RI Bersiap, Pasar Batu Bara China Bakal Capai Titik Jenuh 2025 (Infografis/Bloomberg Technoz)

Pergeseran Permintaan

IEA juga memetakan permintaan batu nara di Asia telah mengalami pergeseran beberapa tahun terakhir. Pada 2021, China dan India sudah menyumbang dua pertiga konsumsi global, yang berarti mereka menggunakan batu bara dua kali lebih banyak dari gabungan negara-negara lain di dunia.

Pada 2023, pangsa mereka akan mendekati 70%. Sebaliknya, AS dan UE – yang bersama-sama menyumbang 40% pada tiga dekade lalu dan lebih dari 35% pada awal abad ini – hanya menyumbang kurang dari 10% permintaan batu bara global saat ini.

Perpecahan yang sama juga terjadi pada sisi produksi. Tiga produsen batu bara terbesar – Chinna, India, dan Indonesia – semuanya menghasilkan jumlah produksi yang mencapai rekor tertinggi pada 2022.

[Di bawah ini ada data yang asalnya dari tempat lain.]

PR #388, opened 2021-04-01
Save settings immediately upon changing in RunActivity.exe

YoRyan:
Changes the code to save whitelisted settings immediately upon change. Also changes the code to respect the skip-user-settings command-line flag.

Bug report: https://github.com/openrails/openrails/pull/306#issuecomment-803592877

### DIFF
--- a/Source/ORTS.Common/SettingsBase.cs
+++ b/Source/ORTS.Common/SettingsBase.cs
@@ -46,6 +46,11 @@ namespace ORTS.Common
         protected readonly Dictionary<string, Source> Sources = new Dictionary<string, Source>();
 
         /// <summary>
+        /// True when the user settings store is in use and will be read from and written to.
+        /// </summary>
+        protected bool AllowUserSettings { get; private set; }
+
+        /// <summary>
         /// Constructor
         /// </summary>
         /// <param name="settings">The store for the settings</param>
@@ -76,9 +81,8 @@ namespace ORTS.Common
         /// <summary>
         /// Load all settings, possibly partly from the given options
         /// </summary>
-        /// <param name="allowUserSettings">Are user settings allowed?</param>
         /// <param name="optionsDictionary">???</param>
-		protected abstract void Load(bool allowUserSettings, Dictionary<string, string> optionsDictionary);
+		protected abstract void Load(Dictionary<string, string> optionsDictionary);
 
         /// <summary>
         /// Save all settings to the store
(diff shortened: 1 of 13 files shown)


Source/ORTS.Common/SettingsBase.cs
```diff
@@ -43,7 +43,15 @@ protected enum Source
         /// <summary>The store of the settings</summary>
         protected SettingsStore SettingStore { get; private set; }
         /// <summary>Translates name of a setting to its source</summary>
-        protected readonly Dictionary<string, Source> Sources = new Dictionary<string, Source>();
+        protected readonly IDictionary<string, Source> Sources = new Dictionary<string, Source>();
+        /// <summary>
+        /// Translates name of a setting to its value when first loaded.
+        /// </summary>
+        protected readonly IDictionary<string, object> InitialValues = new Dictionary<string, object>();
```
twpol, line 50: The save system (`SettingsBase.Save` IIRC) already handles the prospect of saving a setting with a value equal to its default (it removes it), so this `InitialValues` might be redundant?

Source/RunActivity/Program.cs
```diff
@@ -65,7 +65,7 @@ static void Main(string[] args)
             game.PushState(new GameStateRunActivity(args));
             game.Run();
 
-            settings.Save();
+            settings.SaveInGameChanges();
```
twpol, line 68: An objection to this whole approach is that saving on exit requires the program to exit cleanly, including the computer not crashing.

And targeting these specific settings is contrary to what the existing code does, which is explicitly saving when things are changed: https://github.com/openrails/openrails/blob/69600d7daa88e3340bebe894aaa0f226b81d3495/Source/RunActivity/Viewer3D/Popups/Window.cs#L105 (granted that also doesn't respect `/skip-user-settings` but that would be an easy fix too)

While this PR improves the behaviour of the newly added saving of settings, it is still disjoint from the pre-existing method and I would like to see that addressed somewhere.

YoRyan:
Thanks for your feedback, James. I've adopted the save-immediately-upon-change approach you suggested. To accomplish this, I created a new class; I do wish I had a niftier way, but the C# typing system makes it difficult to get fancy.

twpol (approved):
Thanks very much, this is great!

YoRyan:
Thanks! I'll give it a week in unstable.

PR #390, opened 2021-04-04
Adds the signal ID and the aspect (including text aspect) of each signal head to the signalling debug window

Sharpe49:
To make signal debugging easier.


YoRyan (approved):
Thanks. This looks like a simple addition, so I don't think it needs management approval.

Per kuartal I-2023, China dan India mencetak rekor produksi bulanan baru, dengan China melampaui 400 juta ton untuk kedua kalinya dan India melampaui 100 juta ton untuk pertama kali.

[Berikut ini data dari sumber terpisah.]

PR #392, opened 2021-04-13
Blueprint https://blueprints.launchpad.net/or/+spec/trainset-elevator Trainset elevator

Csantucci:
See also http://www.elvastower.com/forums/index.php?/topic/35082-locomotive-and-wagon-elevator/

### DIFF
--- a/Source/Documentation/Manual/features-route.rst
+++ b/Source/Documentation/Manual/features-route.rst
@@ -313,6 +313,98 @@ The animation block for the above transfertable is as follows::
 3600 is not a mandatory value, however to have a reasonable transfer speed a number of 
 animation keys equal to 60 - 90 every meter should be selected. 
 
+
+Locomotive and wagon elevators
+------------------------------
+.. index::
+   single: Elevator
+
+The elevator is managed by ORTS as a  vertically moving transfertable. So files needed 
+are the same as used for a transfertable, with content modified where needed.
+
+Info to identify an elevator in a route is stored in file turntables.dat, as it is 
+for turntables and transfertables. The same file can store info for moving tables of 
+different types. Here a turntables.dat file that contains info for an elevator::
+
+  1
+  Transfertable(
+  WFile ( "w-005578+014976.w" )
+  UiD ( 75 )
+  XOffset ( 0 )
+  YOffset ( -0.18 )
+  ZOffset ( 13.405)
+  VerticalTransfer ( 1 )
+  TrackShapeIndex ( 37301 )
+  Animation ( "TRACKPIECE" )
+  Length ( 26.81 )
+  )
+
+What identifies this as an elevator is the presence of the VerticalTransfer parameter 
+with value 1. The other difference to a transfertable is the presence of the YOffset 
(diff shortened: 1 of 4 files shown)


Csantucci:
Manual will be updated after code approved.

YoRyan:
Code looks good, Carlo! You may proceed with updating the manual.

Csantucci:
Having CenterOffsetComponent becoming a property doesn't convince me. CenterOffsetComponent is fixed for a transfertable, which is either horizontal or vertical. Having it becoming a property means that every time that you call it you have to retest for VerticalTransfer. I created that variable with the aim to avoid to have to retest every time.

YoRyan:
> Having CenterOffsetComponent becoming a property doesn't convince me. CenterOffsetComponent is fixed for a transfertable, which is either horizontal or vertical. Having it becoming a property means that every time that you call it you have to retest for VerticalTransfer, which is exactly what I wanted to avoid.

What would you think about encoding this information into the type system with a separate class, a la 09af7ab? This solution is a little more verbose, but it consolidates the various horizontal-or-vertical checks.

Csantucci:
With your last force push transfertables don't work any more,, neither horizontal nor vertical. I don't see a significant advantage either in your solution: my original code has three tests for VerticalTransfer, and two of them are active only in the initialization phase
Ryan, while I appreciate your big review work, which has dramatically accelerated the way features become available in the testing releases, I'd prefer if you'd provide suggested changes rather than force pushes, except in simple cases. I think it is more coherent with a peer review approach, where one involved part creates something  and the other one accepts it, or requests changes to it. Else the reviewer becomes also the approver of his own changes.

YoRyan:
My apologies for not replying to you sooner, Carlo. I absolutely should have tested such a dramatic change. I have reverted the last set of commits and set up your testing route on my own machine (it took me a few days to realize it required XTracks).

> I'd prefer if you'd provide suggested changes rather than force pushes, except in simple cases.

Agreed. From now on, I will only force push small changes. For more substantial refactors, I will attach a patch. (I'm not going to use GitHub suggestions anymore - they are way too limiting and cumbersome to work with.)

> Having CenterOffsetComponent becoming a property doesn't convince me. CenterOffsetComponent is fixed for a transfertable, which is either horizontal or vertical. Having it becoming a property means that every time that you call it you have to retest for VerticalTransfer, which is exactly what I wanted to avoid.

The test is a simple boolean test, so the performance impact would be negligible. I suggest dropping the variable because its existence is just one more thing to keep track of when reading or modifying the code—two values to set in the constructor, two values to set in the restorer. As Linus Torvalds says, programmers can generally only keep track of up to 7 variables at a time. (That might seem like a moot point in a codebase with thousands of variables per class, but it's something to consider, IMO.)

Csantucci:
Ryan, thank you and sorry for the XTracks inconvenience.
I'm still not quite convinced about the CenterOffsetComponent issue, but I accept your position. So I don't see obstacles towards a positive review now.

YoRyan (approved):
Yes, I agree. Now waiting for @cjakeman's approval.

cjakeman:
Sorry I kept you waiting,

Chris

PR #397, opened 2021-04-18
Webserver API/TIME

cjakeman:
Feature request: https://www.elvastower.com/forums/index.php?/topic/34945-web-server/

This is the simplest possible API since it returns a single floating point value for the simulation time.
It's illustrated by some sample webpages showing digital and analogue clocks.


YoRyan (approved):
Looks good, Chris!

PR #398, opened 2021-04-19
Ignore VS Code preferences (again)

YoRyan:
Turns out GitHub's gitignore template is for projects that would like to unify VS Code preferences among all of their developers. We don't do that here, so just ignore the .vscode directory entirely.


cjakeman (approved):
Hi Ryan,

Thanks for catching this and refining it.

Approved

Periode yang sama, Indonesia mengekspor hampir 50 juta ton, jumlah terbanyak yang belum pernah dikirimkan oleh negara mana pun sebelumnya. Sebaliknya, AS yang pernah menjadi produsen batu bara terbesar di dunia, telah mengurangi lebih dari separuh produksinya sejak puncak produksinya pada 2008.

Setelah volatilitas ekstrem dan harga tinggi pada tahun lalu, harga batu bara mulai turun pada semester I-2023 ke tingkat yang sama dengan harga pada musim panas 2021, dipicu oleh pasokan sampel dan harga gas alam yang lebih rendah.

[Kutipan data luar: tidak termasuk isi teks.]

PR #391, opened 2021-04-05
Animated wipers for 2D cabs

Csantucci:
Feature request: https://www.elvastower.com/forums/index.php?/topic/34604-2d-cabs-wipers-animation/

PR #389, opened 2021-04-04
Russian Localization Stage III

Weter-ORTS:
The goals are:
- finding sence of unclear strings and translate them;
- ask some programmist(s) to modify GUI spaces for fit russian-translated text on some buttons and fields,
- as well as to make all in-game text strings processable by gettext;
- keep the localization up-to date with the new ORTS features implemented, as soon, as it possible for me;
- trying to translate, if not entry Manual, but at least its Time-table section.

PR #384, opened 2021-03-24
ETCS Driver Machine Interface

cesarBLG:
The display used by the European Train Control System has some areas that cannot be rendered with existing cab controls. This implements the planning area (similar to the Track Monitor) and the text message area.

Now that the master branch includes Monogame, it can be ported back from OR NewYear version.

Discussion: http://www.elvastower.com/forums/index.php?/topic/34577-planning-area-of-the-etcs-dmi/
Blueprint: https://blueprints.launchpad.net/or/+spec/etcs-dmi

PR #399, opened 2021-04-19
Power supply package

Sharpe49:
Including :
- Master key
- Battery switch
- Service retention
- Cabview controls shown only when battery power supply or cab power supply is switched on
- Electric train supply
- Passenger car power supply and HVAC
- Diesel power supply (with power consumption from electric train supply)
- Dual mode power supply (in order to implement dual mode locomotives later)
- Traction cut-off relay
- TCS additions linked to power supplies


YoRyan:
Woah, this is a massive PR. Does this represent all of the power supply additions in the NewYear fork? I think it's too large for a single person to review.

By comparison, the Monogame upgrade, #40, was abut one-fifth the size, and it was rejected by @twpol for being overly complex and containing too many unexplained changes.

Csantucci:
To have some test I locally tried to merge the PR into a branch derived from the actualized master branch, but I got many rejected hunks, all related to .pot files. Not important to have tests, but I wanted to share this to you.

Sharpe49:
> To have some test I locally tried to merge the PR into a branch derived from the actualized master branch, but I got many rejected hunks, all related to .po or .pot files. Not important to have tests, but I wanted to share this to you. Probably you forked from the master branch before the latest changes to the locals files by Weter.

The parent commit is https://github.com/openrails/openrails/commit/f497b6b6da69357020c92a9e214b379c5d98f792
which is the latest commit on the master branch (I always rebase my branch on the master branch before pushing).
I regenerated the POT files in my working directory, no modifications were created. So your branch is probably the one having some problems with the translation files (probably not up to date).

Sharpe49:
> Woah, this is a massive PR. Does this represent all of the power supply additions in the NewYear fork? I think it's too large for a single person to review.
> 
> By comparison, the Monogame upgrade, #40, was abut one-fifth the size, and it was rejected by @twpol for being overly complex and containing too many unexplained changes.

I know, but many of the added functionalities are interlinked. I makes no sense separating them. I could probably create 2, 3 or 4 separate commits, but it would take a long time to separate them logically and the commits would still be quite huge.

cesarBLG:
I've had a quick look at the code and, although introducing a considerable amount of new code, it's not complex. Also, not taking into account locales, documentation or moved code, the size of the commit is reduced more than half. There's a lot of initialization and save/restore code, which doesn't need a deep review.

Separating the different traction subsystems from the Electric/Diesel locomotive classes is necessary to correctly reproduce some locomotives (for example, dual locomotives, electric trains without pantographs or with gearboxes), and I believe is in line with [James' architecture draft](https://github.com/twpol/openrails/blob/feature/organise-github-files/Docs/Architecture.md).

YoRyan:
This PR *does* merge cleanly, but the code bot is excluding it from the unstable build, possibly because of a conflict with #389 (which itself is currently failing CI).

cesarBLG:
> This PR _does_ merge cleanly, but the code bot is excluding it from the unstable build, possibly because of a conflict with #389 (which itself is currently failing CI).

It might be something else, because the Code Bot doesn't have Weter in the list of members, so that PR has to be explicitly included in the unstable branch.

Csantucci:
1) In Train.cs, starting from line 167, there are some lines defining some variables cancelled, like e.g. 
immagine
Is this wanted, and where have been moved such variables?
2) Some user commands added use special keys, like Insert and Enter: Can't this have drawbacks?
3) What must added/modified to implement dual mode locomotives?
4) Is dual mode general enough to allow also for other dual modes (e.g. pantograph/battery powered)?

Sharpe49:
> > This PR _does_ merge cleanly, but the code bot is excluding it from the unstable build, possibly because of a conflict with #389 (which itself is currently failing CI).
> 
> It might be something else, because the Code Bot doesn't have Weter in the list of members, so that PR has to be explicitly included in the unstable branch.
> 
> The console output from James website shows that there are conflicts with CabViewFile.cs and TrainControlSystem.cs, so probably it's conflicting with #384 (and maybe #391).

I just sent a rebase from master. This should be fixed.
I also added a commit including some small modifications I made this week (two new HandleEvent functions used when other cars are receiving orders from the lead locomotive).
I will also push to my script repository some classes that shows the changes of behaviour of the power supply according to the French rules.

> 1. In Train.cs, starting from line 167, some lines defining some variables have been deleted, like e.g.
>    public float TrainSteamHeatLossWpT;             // Total Steam Heat loss of train
>    Is this wanted, and where have been such variables moved to?
> 2. Some user commands added use special keys, like Insert and Enter: Can't this have drawbacks?
> 3. What must still be added/modified to implement dual mode locomotives?
> 4. Is dual mode general enough to allow also for other dual modes (e.g. pantograph/battery powered)?

1. They are removed because they are unused. Most variables used in the heating calculations are located in TrainCar.
2. I don't think so.
3. Basically, creating a new locomotive type able to store parameters for both electric and diesel traction. I think, we should wait for the JSON format for cars before implementing this.
4. Currently, no. But this is indeed something to think about when we will create dual mode locomotives.

Csantucci:
Thanks for replies. This crash http://www.elvastower.com/forums/index.php?/topic/35128-error-with-or-u20210425-0921/page__pid__271465#entry271465 is caused by following code line modified by this PR
`                        if (!LocomotivePowerSupply.MainPowerSupplyOn)`
and related to an AI train and to a steam locomotive.

Sharpe49:
> Thanks for replies. This crash http://www.elvastower.com/forums/index.php?/topic/35128-error-with-or-u20210425-0921/page__pid__271465#entry271465 is caused by following code line modified by this PR
> ` if (!LocomotivePowerSupply.MainPowerSupplyOn)`
> and related to a steam locomotive of an AI train. LocomotivePowerSupply is null.

It should be fixed with latest commit.

Sharpe49:
Ok, since there are a lot of variables coming from the power supply in MSTSLocomotive, instead of null checking everything in the case of the steam locomotive, I will create a stub (a SteamPowerSupply class that returns always the same values => PowerOn).

peternewell:
I have been working on a bug with the resume of the advanced adhesion -

http://www.elvastower.com/forums/index.php?/topic/35096-issue-with-advanced-adhesion-after-saveload/page__view__findpost__p__272082

There is an outstanding issue with electric locomotives that appears to be related to the resumption of the Power circuit. When initially resumed Power is indicated as being **Off**, and hence no MotiveForce is produced. (See screen shot of electric locomotive in the post above mine)

This issue seems to be more related to the work that you are doing on power circuits, and I don't want to interfere with the code related to your changes, hence could you have a look at it and correct it?

If you need any more details then please ask.

Thanks

Source/ORTS.Settings/UserSettings.cs
```diff
@@ -251,6 +251,8 @@ public enum DirectXFeature
         public bool OverrideNonElectrifiedRoutes { get; set; }
         [Default(true)]
         public bool HotStart { get; set; }
+        [Default(false)]
+        public bool NoDieselEngineStart { get; set; }
```
YoRyan, line 255: Tying the power mode to a global setting like this seems too inflexible; surely this should be a property of the selected consist and/or the selected activity. For example, imagine an activity that starts your locomotive in diesel mode in a non-electrified portion of track, with the expectation that you will change over to electric mode upon reaching the electrified section. The activity designer would want to ensure that the player's locomotive starts up in the correct mode.

You also have to consider other kinds of locomotives that can't be captured with a simple diesel on/diesel off toggle, such as dual overhead/third-rail units.

In the interest of getting this PR through, I would support keeping this setting for now, but I would like to move it to the Experimental tab. In the long-term, the goal should be to make it easy for the player to select which mode to start up in in explorer mode, and for activity and timetable designers to be able to select which modes they want their trains to start up in, thus allowing us to remove it.

Source/Orts.Simulation/Common/Scripting/Common.cs
```diff
@@ -90,6 +91,11 @@ public Timer(AbstractScriptClass asc)
         {
             CurrentValue = asc.GameTime;
         }
+
+        public Timer(TrainCar car)
+        {
+            CurrentValue = () => (float)car.Simulator.GameTime;
+        }
```
YoRyan, line 98: When does any content script have access to the TrainCar class? It should be for internal use only.

Source/RunActivity/Viewer3D/Viewer.cs
```diff
@@ -547,14 +547,18 @@ public void SetCommandReceivers()
...
             if (PlayerLocomotive is MSTSElectricLocomotive)
             {
-                CircuitBreakerClosingOrderCommand.Receiver = (MSTSElectricLocomotive)PlayerLocomotive;
-                CircuitBreakerClosingOrderButtonCommand.Receiver = (MSTSElectricLocomotive)PlayerLocomotive;
-                CircuitBreakerOpeningOrderButtonCommand.Receiver = (MSTSElectricLocomotive)PlayerLocomotive;
-                CircuitBreakerClosingAuthorizationCommand.Receiver = (MSTSElectricLocomotive)PlayerLocomotive;
+                CircuitBreakerClosingOrderCommand.Receiver = (PlayerLocomotive as MSTSLocomotive).LocomotivePowerSupply;
+                CircuitBreakerClosingOrderButtonCommand.Receiver = (PlayerLocomotive as MSTSLocomotive).LocomotivePowerSupply;
+                CircuitBreakerOpeningOrderButtonCommand.Receiver = (PlayerLocomotive as MSTSLocomotive).LocomotivePowerSupply;
+                CircuitBreakerClosingAuthorizationCommand.Receiver = (PlayerLocomotive as MSTSLocomotive).LocomotivePowerSupply;
```
YoRyan, line 553: There's no benefit to the `as MSTSLocomotive` construction unless you also test for `null` when indexing into it. If the cast cannot be performed, both
```C#
(PlayerLocomotive as MSTSLocomotive).Xxx
```
and
```C#
(MSTSLocomotive)PlayerLocomotive.Xxx
```
will result in a runtime error.

Not going to change it, as this entire section needs to be refactored, really - just for future reference.

Source/Orts.Simulation/Simulation/RollingStocks/SubSystems/PowerSupplies/ILocomotivePowerSupply.cs
```diff
@@ -0,0 +1,42 @@
...
+// GNU General Public License for more details.
+// 
+// You should have received a copy of the GNU General Public License
+// along with Open Rails.  If not, see <http://www.gnu.org/licenses/>.
+
+using ORTS.Scripting.Api;
+
+namespace Orts.Simulation.RollingStocks.SubSystems.PowerSupplies
+{
+    public interface ILocomotivePowerSupply : IPowerSupply
```
YoRyan, line 22: It would be helpful if you included a quick summary of what this interface is useful for.

Source/Orts.Simulation/Simulation/RollingStocks/SubSystems/PowerSupplies/IPowerSupply.cs
```diff
@@ -0,0 +1,42 @@
...
+// GNU General Public License for more details.
+// 
+// You should have received a copy of the GNU General Public License
+// along with Open Rails.  If not, see <http://www.gnu.org/licenses/>.
+
+using ORTS.Scripting.Api;
+
+namespace Orts.Simulation.RollingStocks.SubSystems.PowerSupplies
+{
+    public interface IPowerSupply : ISubSystem<IPowerSupply>, IParsable
```
YoRyan, line 22: As above.

Source/Orts.Simulation/Simulation/RollingStocks/SubSystems/PowerSupplies/DieselPowerSupply.cs
```diff
@@ -0,0 +1,334 @@
...
+        }
+    }
+
+    public class DefaultDieselPowerSupply : DieselPowerSupply
+    {
+        private Timer PowerOnTimer;
+        private Timer AuxPowerOnTimer;
+
+        private DieselEngineState PreviousFirstEngineState;
+        private DieselEngineState PreviousSecondEngineState;
```
YoRyan, line 167: Why should we be limited to two diesel engines? Perhaps a dictionary would be the way to go here.

Source/Orts.Simulation/Simulation/RollingStocks/SubSystems/PowerSupplies/Pantograph.cs
```diff
@@ -342,20 +347,30 @@ public void HandleEvent(PowerSupplyEvent evt)
...
 
                             case 4:
                                 soundEvent = Event.Pantograph4Up;
+                                Confirm(CabControl.Pantograph4, CabSetting.On);
                                 break;
                         }
+
+
+                        if (!Simulator.TRK.Tr_RouteFile.Electrified)
+                            Simulator.Confirmer.Warning(Simulator.Catalog.GetString("No power line!"));
```
YoRyan, line 371: I'm probably being ambitious here, but: If we ever get our own route editor, this logic may need to be changed. We can expect OR to support electrified and non-electrified sections on the same route.

Source/Orts.Simulation/Simulation/RollingStocks/SubSystems/PowerSupplies/Pantograph.cs
```diff
@@ -342,20 +347,30 @@ public void HandleEvent(PowerSupplyEvent evt)
...
+                        if (Simulator.Settings.OverrideNonElectrifiedRoutes)
+                            Simulator.Confirmer.Information(Simulator.Catalog.GetString("Power line condition overridden."));
```
YoRyan, line 373: I think a warning like this is redundant. Players should already know that they're forcing electrification on.

Source/Orts.Simulation/Simulation/RollingStocks/SubSystems/PowerSupplies/PassengerCarPowerSupply.cs
```diff
@@ -0,0 +1,452 @@
...
+            firstUpdate = false;
+        }
+
+        public virtual void Update(float elapsedClockSeconds)
+        {
+            CarId = Train?.Cars.IndexOf(Wagon) ?? 0;
+
+            if (firstUpdate)
+            {
+                firstUpdate = false;
```
YoRyan, line 198: Testing for the first update like this is brittle and unlikely to survive a simulator save/restore. Could we possibly move this logic to Initialize()?

Source/Orts.Simulation/Simulation/RollingStocks/SubSystems/PowerSupplies/ElectricPowerSupply.cs
```diff
@@ -15,65 +15,40 @@
...
-        }
-
-        public float LineVoltageV {
-            get
-            {
-                return (float)Simulator.TRK.Tr_RouteFile.MaxLineVoltage;
-            }
-        }
+        public bool RouteElectrified => Simulator.TRK.Tr_RouteFile.Electrified || Simulator.Settings.OverrideNonElectrifiedRoutes;
+        public float LineVoltageV => (float)Simulator.TRK.Tr_RouteFile.MaxLineVoltage;
```
YoRyan, line 38: Again, assuming route-wide electrification is not particularly future-proof.

Source/Orts.Simulation/Simulation/RollingStocks/SubSystems/PowerSupplies/SteamPowerSupply.cs
```diff
@@ -0,0 +1,129 @@
...
+using System;
+using System.IO;
+
+namespace Orts.Simulation.RollingStocks.SubSystems.PowerSupplies
+{
+    /// <summary>
+    /// Basic power supply class for steam locomotives
+    /// For electrical systems powered by battery
+    /// </summary>
+    public class SteamPowerSupply : ILocomotivePowerSupply, ISubSystem<SteamPowerSupply>
```
YoRyan, line 12: So, no scriptable steam locomotive power supply? @peternewell would be disappointed. :)

YoRyan (commented):
Right, this PR has sat in the queue long enough. I've performed a review and left some comments. Thanks!

Source/ORTS.Settings/UserSettings.cs
Sharpe49: Ok to put it in the Experimental tab for the moment.
A parameter should be added to the timetables later.

Source/Orts.Simulation/Simulation/RollingStocks/SubSystems/PowerSupplies/SteamPowerSupply.cs
Sharpe49: Do you really have a complex electric power supply system on steam locomotives?
I don't think so! :D

Source/Orts.Simulation/Common/Scripting/Common.cs
Sharpe49: It is used for BatterySwitch and MasterKey classes which are not scriptable.
In the script, you don't have access to TrainCar objects anyway.

Source/Orts.Simulation/Simulation/RollingStocks/SubSystems/PowerSupplies/PassengerCarPowerSupply.cs
Sharpe49: We can't:
The Train member is not initialized when the Initialize is called.

Source/Orts.Simulation/Simulation/RollingStocks/SubSystems/PowerSupplies/Pantograph.cs
Sharpe49: This code was moved from a MSTSElectricLocomotive function:
public override void SignalEvent(PowerSupplyEvent evt, int id) (function has been removed)

Source/Orts.Simulation/Simulation/RollingStocks/SubSystems/PowerSupplies/Pantograph.cs
Sharpe49: This code was moved from a MSTSElectricLocomotive function:
public override void SignalEvent(PowerSupplyEvent evt, int id) (function has been removed)

Source/RunActivity/Viewer3D/Viewer.cs
Sharpe49: I think that, in this case, this should be cleaner:
`if (PlayerLocomotive is MSTSElectricLocomotive electricLocomotive)` and use electricLocomotive in the code after.

About the runtime error, I don't think it can happen: we test that the locomotive is a MSTSElectricLocomotive and LocomotivePowerSupply is always initialized in the constructor of this class.

Source/Orts.Simulation/Simulation/RollingStocks/SubSystems/PowerSupplies/DieselPowerSupply.cs
Sharpe49: We are only using these variables for the EnginePowerOn/Off and SecondEnginePowerOn/Off events.

YoRyan (approved):
Approved after a few more changes. LTGM. @cjakeman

Batu bara termal kembali dihargai di bawah batu bara kokas, dan harga premium yang besar untuk batu bara Australia menyempit menyusul meredanya cuaca La Niña yang mengganggu yang menghambat produksi.

Adapun, batu bara Rusia telah menemukan pangsa pasar baru setelah dilarang di Eropa, tetapi seringkali dijual dengan diskon besar.

Batu bara yang lebih murah menjadikan impor lebih menarik bagi beberapa pembeli yang sensitif terhadap harga. Impor China meningkat hampir dua kali lipat pada paruh pertama tahun ini.

Secara agregat, IEA memperkirakan perdagangan batu bara global pada 2023 tumbuh lebih dari 7%, melampaui pertumbuhan permintaan secara keseluruhan, dan mendekati rekor tertinggi yang dicapai pada 2019. Perdagangan batu bara melalui laut pada tahun ini mungkin juga akan melampaui rekor 1,3 miliar ton yang dicapai pada 2019.